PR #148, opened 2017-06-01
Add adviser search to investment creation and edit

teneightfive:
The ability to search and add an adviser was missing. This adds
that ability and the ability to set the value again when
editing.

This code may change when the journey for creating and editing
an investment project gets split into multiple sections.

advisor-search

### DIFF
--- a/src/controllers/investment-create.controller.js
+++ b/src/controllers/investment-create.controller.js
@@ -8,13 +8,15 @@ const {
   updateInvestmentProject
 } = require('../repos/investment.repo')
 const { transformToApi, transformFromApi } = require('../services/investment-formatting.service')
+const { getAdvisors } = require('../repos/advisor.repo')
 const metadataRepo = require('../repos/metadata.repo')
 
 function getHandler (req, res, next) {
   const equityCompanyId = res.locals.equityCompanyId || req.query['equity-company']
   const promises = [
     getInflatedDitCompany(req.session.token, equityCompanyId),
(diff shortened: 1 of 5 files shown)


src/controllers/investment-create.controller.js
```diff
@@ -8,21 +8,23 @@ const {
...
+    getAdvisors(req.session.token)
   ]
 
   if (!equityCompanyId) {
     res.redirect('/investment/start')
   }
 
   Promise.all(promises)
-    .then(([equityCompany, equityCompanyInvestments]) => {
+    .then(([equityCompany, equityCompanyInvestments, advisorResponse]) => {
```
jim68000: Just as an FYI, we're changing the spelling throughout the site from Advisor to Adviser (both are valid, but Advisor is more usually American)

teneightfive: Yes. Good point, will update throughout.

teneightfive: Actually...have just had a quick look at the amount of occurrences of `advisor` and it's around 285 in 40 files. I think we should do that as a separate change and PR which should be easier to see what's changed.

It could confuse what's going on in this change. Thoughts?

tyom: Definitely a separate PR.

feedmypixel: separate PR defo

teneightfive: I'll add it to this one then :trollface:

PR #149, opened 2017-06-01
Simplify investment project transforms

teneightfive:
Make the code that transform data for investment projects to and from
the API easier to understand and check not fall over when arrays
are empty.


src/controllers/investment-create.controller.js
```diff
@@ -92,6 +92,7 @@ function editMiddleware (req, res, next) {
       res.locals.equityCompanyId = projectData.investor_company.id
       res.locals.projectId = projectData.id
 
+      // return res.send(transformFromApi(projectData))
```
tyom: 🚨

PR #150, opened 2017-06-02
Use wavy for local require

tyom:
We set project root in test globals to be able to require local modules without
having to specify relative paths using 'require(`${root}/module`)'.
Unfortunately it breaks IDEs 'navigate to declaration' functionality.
==============================
Exercise prompt: Find every line in the records that has the string "opened", then state how many there are and nothing else.

Your response: 3